Kann mir hier jemand einen kleinen Schupps geben damit ich das was ich will machen kann??

vielen Dank und Gruss
stephan


----------



## byte (11. Jul 2006)

Spontant fällt mir da ein, einfach einen zweiten Logger zu instanzieren als Parent vom Stdout und bei diesem den Level auf Info zu stellen. Aber der loggt dann ja auch alles unterhalb von Level Info mit, also noch nicht so wirklich das, was Du willst.


----------



## eric (9. Aug 2007)

Das Thread ist zwar schon ein bissl` älter, aber vieleicht hat ja jemand eine Lösung dazu.

Ich stelle mir gerade die gleiche Frage. Die Idee ist, dass man nicht nur einen root-Logger hat, sondern zwei unterschiedliche, die unterschiedlicher Appender in unterschiedlichen Log-Levels bedienen.

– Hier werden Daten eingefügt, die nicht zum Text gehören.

PR #336, opened 2023-07-26
Improve the instructions regarding pandoc

garrison:
I've also tried to make the developer documentation easier to discover

### DIFF
--- a/docs/index.rst
+++ b/docs/index.rst
@@ -27,6 +27,11 @@ If you use the Circuit Knitting Toolbox in your research, please cite it accordi
 .. literalinclude:: ../CITATION.bib
    :language: bibtex
 
+Developer guide
+---------------
+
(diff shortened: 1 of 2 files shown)


IbrahimShehzad (changes requested):
These improvements are very helpful and I checked that following these revised instructions all the way through led me to the desired result. Even though I understand what you mean, I wonder if its _completely_ accurate to say that ''_pandoc is not available via pip_...'' (see, e.g, https://pypi.org/project/pandoc/, where it appears that you can do a `conda install` followed by a `pip install`). Maybe we say ''it is not sufficient to _just_ run `pip install pandoc`," or something to that effect? I could just be splitting hairs though :)

garrison:
> I wonder if its _completely_ accurate to say that ''_pandoc is not available via pip_...'' (see, e.g, https://pypi.org/project/pandoc/

That is the "Pandoc python library", which depends on but does not provide pandoc, hence the need to install it from some other source first (one option of which is via conda).

IbrahimShehzad (approved):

Oder man kann den Appendern unterschiedliche Level zuordnen. Das würde nach meinem Verständnis allerdings das Konzept von Log4J verletzen. Der Appender soll ja nur anhängen.

Hat jemand sowas schon gemacht, geht das überhaupt?

Grüsse aus B.


----------



## eric (14. Aug 2007)

Dafür gibt es ein Appender-Property Threshold, das je Appender gesetzt werden kann. Also den root-Logger auf ALL setzen, Threshold für die Konsole auf ERROR und für File auf DEBUG o.s.ä.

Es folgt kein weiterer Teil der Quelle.